Chapter 26, Problem 36A

To determine

To find: The speed of a proton moving in present of magnetic field.

Answer to Problem 36A

The resultant speed of the proton is $6.89\times {10}^5\text{m/s}$ .

Explanation of Solution

Given:

The radius of the path $0.2\text{m}$

The magnetic field strength is $0.036\text{T}$

Mass of a proton is $\text{1}\text{.67}\times {\text{10}}^{-27}\text{kg}$

Formula:

The force experience by an electron in present of magnetic field

  $F=qvB$  ...... (1)

Here, $v$ is the velocity of electron, $F$ is the force, $q$ is the charge of ions and $B$ is the magnetic field strength.

Centripetal force is given by

  $\text{F=}\frac{m{v}^2}{r}$  ...... (2)

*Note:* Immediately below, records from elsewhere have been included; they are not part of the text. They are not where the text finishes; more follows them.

PR #6207, opened 2024-08-05
fastqc: set tmpdir

bernt-matthias:
xref https://github.com/galaxyproject/galaxy/pull/18628

FOR CONTRIBUTOR:


tools/fastqc/rgFastQC.xml
```diff
@@ -1,4 +1,4 @@
-<tool id="fastqc" name="FastQC" version="0.73+galaxy0">
+<tool id="fastqc" name="FastQC" version="0.74+galaxy0">
```
mvdbeek, line 1: The 0.73.galaxy0 in the diff here is bizarre! https://github.com/galaxyproject/tools-iuc/blob/main/tools/fastqc/rgFastQC.xml#L1

```suggestion
<tool id="fastqc" name="FastQC" version="0.74+galaxy1" profile="23.0">
```

Off-topic: Is there any reason why there are still questions about when tools should be bumped ?
We should finally say that it is **always**, we can only have nice things if we consistently bump for every change.

bernt-matthias: > Off-topic: Is there any reason why there are still questions about when tools should be bumped ?

Nope. Was quite sure that I did :) IMO it did not matter if we bump the version or galaxyX here. But no idea where the 0.73 came from.

> We should finally say that it is always, we can only have nice things if we consistently bump for every change.

+1

bgruening: I also would say, let's bump always!
Tool versions are still a bit too expensive in my view, but that's a different problem.

bgruening (approved):

PR #6213, opened 2024-08-07
Fix ampvis2 NA in metadata error

paulzierep:
If there are NA values in the metadata, the subset tool fails with:  
```
Error in if (classes[[name]] == "character" && all(data$metadata[[name]] ==  : 
  missing value where TRUE/FALSE needed
```
Fixed by setting the values to "NA".

@bernt-matthias any suggestion ?


tools/ampvis2/macros.xml
```diff
@@ -49,6 +49,7 @@ echo $(R --version | grep "R version")", ampvis2 version" $(R --vanilla --slave
                     ## the additional column in the ist file can the be used
                     ## to filter SampleIDs from select inputs
                     ## (check for character columns only .. since data in the column is otherwise converted to the corresponding type .. which fails)
+                    data\$metadata[is.na(data\$metadata)] <- "NA" ##the comparison fails if NA values are present, see https://stackoverflow.com/questions/7355187/error-in-if-while-condition-missing-value-where-true-false-needed
```
bernt-matthias, line 52: Should we do this in the for loop? 

What is `data\$metadata[is.na(data\$metadata)]` actually doing? Guess some subsetting. Intuitively I would have expected the negation of `is.na`  (but its R, i.e. it might be unintuitive) .. also my question would be if we need to modify anything else in `data`.

bernt-matthias (commented):
Thanks for the initiative. Would be cool to add a corresponding test.

tools/ampvis2/macros.xml
paulzierep: * You are right, this can be fixed outside the loop
* `data\$metadata[is.na(data\$metadata)]` selects all cells which are NA
* I think the data can be untouched, as only the metadata is changed, but if it should be changed to as string as "NA" or undefined or something -  I am not sure - the user should probably be warned that the metadata will be modified

bgruening:
@bernt-matthias ok from your side?

bernt-matthias:
Yep. I enabled automerge. Can someone restart tests. I only have my mobile until end of the month.

bernt-matthias:
Thanks @paulzierep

Here, $m$ is the mass of the proton, $v$ is the circular velocity of the particle and $r$ is the radius of curvature.

From (1) and (2)

  $qvB\text{=}\frac{m{v}^2}{r}$

  $r=\frac{mv}{qB}$  ...... (3)

Calculation:

Substitute $0.2\text{m}$ for radius $\left(r\right)$ , $0.036\text{T}$ for magnetic field $(B)$ and $1.67\times {10}^{-27}\text{kg}$ for mass ( $m$ ) in equation (3)

  $\begin{array}{c}r=\frac{mv}{qB}\\ v=\frac{rqB}{m}\\ =\frac{0.2\times 1.6\times {10}^{-19}\times 0.036}{1.67\times {10}^{-27}}\\ =6.89\times {10}^5\text{m/s}\end{array}$

Conclusion:

Hence, the resultant speed of the proton is $6.89\times {10}^5\text{m/s}$ .